Perhaps it is Facebook or perhaps it is our current political moment, but it seems more apparent than ever that we live in intellectual silos, partly inherited from our upbringing, but also actively maintained within our tribes. Science is not immune to this tendency, as is most apparent from the two tribes of America land-grant, usually agricultural, versus liberal arts, mostly theoretical, universities. Thus it is that soil scientists seldom meet geologists, even though both tribes have much to offer where their interests intersect in ancient soils buried in the geological record.

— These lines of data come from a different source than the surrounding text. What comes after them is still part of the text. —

PR #458, opened 2022-04-08
Add tests for `null` values

### LINKED ISSUE #456: Improve tests for `null` values
Let's say we have two documents in the collection: `{"foo": "bar"}` and `{"bar": null}`. We should check that those queries work in the same way in FerretDB and MongoDB:

- [ ] `{"foo": null}`
- [ ] `{"bar": null}`
- [ ] `{"foo": {"$eq": null}}`
- [x] `{"bar": {"$eq": null}}`

If we already have tests covering that, great. If not, we should add them and fix bugs if they exist.

w84thesun:
Closes #456.

### DIFF
--- a/integration/query_comparision_test.go
+++ b/integration/query_comparision_test.go
@@ -170,7 +170,28 @@ func TestQueryComparisonEq(t *testing.T) {
 			q:           bson.D{{"value", bson.D{{"$eq", int64(math.MinInt64)}}}},
 			expectedIDs: []any{"int64-min"},
 		},
-		"CompareNoSuchField": {
+
+		"EqNoSuchFieldNull": {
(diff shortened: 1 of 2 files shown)


integration/query_comparision_test.go
```diff
@@ -170,6 +170,29 @@ func TestQueryComparisonEq(t *testing.T) {
 			q:           bson.D{{"value", bson.D{{"$eq", int64(math.MinInt64)}}}},
 			expectedIDs: []any{"int64-min"},
 		},
+		"CompareNoSuchField": {
+			q: bson.D{{"no-such-field", nil}},
```
AlekSi, line 174: `{"no-such-field": {"$eq": nil}}` is missing.

And please rename test cases and group them by blank lines just like other cases

AlekSi (approved):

A red bed succession to a geologist is a sequence of successive ancient soils to a soil scientist. Not a single ancient soil or paleosol was recognized in rocks of Ediacaran age (635-541 Ma) until 2011 and in rocks of Devonian age (416-360 Ma) until 1974. Paleosols from such remote periods of geological time are especially useful because they may reveal information about landscapes and vegetation very different from today’s world. The recent discovery of Late Devonian paleosols near Ciyao in northwest China by Xuelian Guo and Jinrong Wang from Lanzhou University and Gregory John Retallack from the University of Oregon thus shines new light on a formerly dark corner of Earth history.
Geologists had already labeled these red beds the Shaliushui Formation and interpreted them as deposits of ancient river floodplains. Discovery of paleosols in them opens up new vistas of interpretation. These soils from 360 million years ago are not so different from modern soils as one might expect from their great age, revealing large root traces of trees and the distinctive lariat-shaped burrows of aestivating lungfish. The paleosols have abundant calcareous nodules at a depth in the profile found today in subhumid parts of the world. These semiarid woodlands are among the oldest known because fossil plants of the early Devonian reveal nothing taller than a shrubbery.
The Devonian period was one of global change with the evolution and spread of forests and woodlands, and this had profound global change consequences. The Ciyao section reveals how much clay was made even in dry regions, and this clay was made by consuming carbon dioxide as carbonic acid for the hydrolytic weathering of feldspars and other minerals in soils. Put that carbon consumption together with bulkier-than-ever woody plants and the concurrent accumulation of peat swamp soils in other parts of the work, and it is no accident that at this time large glaciers began to form in Brazil and South Africa, then close to the South Pole. Carbon sequestration by soil formation and growth of the first trees brought down the great Carboniferous ice age, in a reverse engineering of the way in which human release of carbon is now pushing us beyond the Quaternary Ice Age into a greenhouse future. As always, the devil is in the details, and ongoing studies will attempt to calculate atmospheric composition and carbon sequestration of these newly discovered paleosols in China.
An intriguing discovery from these Devonian paleosols is just how surprisingly deep they are, more than 2 m, in some cases. Calcareous soils with this depth of nodules are best known from the outwash of the modern Himalaya and form because of the extreme monsoonal seasonality of rainfall in the shadow of those huge mountains. The Chinese paleosols become thicker up section. Thus, as time progressed toward the Devonian-Carboniferous boundary, the mountains creating this extreme monsoonal circulation grew to Himalayan proportions. This was not the actual Himalaya of course, which rose far to the south and 300 million years later. Paleosols thus confirm what geologists had previously supposed, that there was a major continent-continent collision to amalgamate the North China block during the Silurian to Devonian.
The idea that an ancient soil can be preserved in the rock record is still a novel concept to many geologists, but a surprisingly powerful idea for a better understanding of the past. They are not just odd red rocks lacking common sedimentary structures, but formerly living soils which engineered our atmosphere and recorded great mountain-building episodes of the time.
These findings are described in the article entitled Paleosols in Devonian red-beds from northwest China and their paleoclimatic characteristics, recently published in the journal Sedimentary Geology. This work was conducted by a team including Xuelian Guo, Lusheng He, Hong Song, Ronghua Wang from Lanzhou University, Bin Lü from Fujian Normal University, and Gregory J. Retallack from University of Oregon.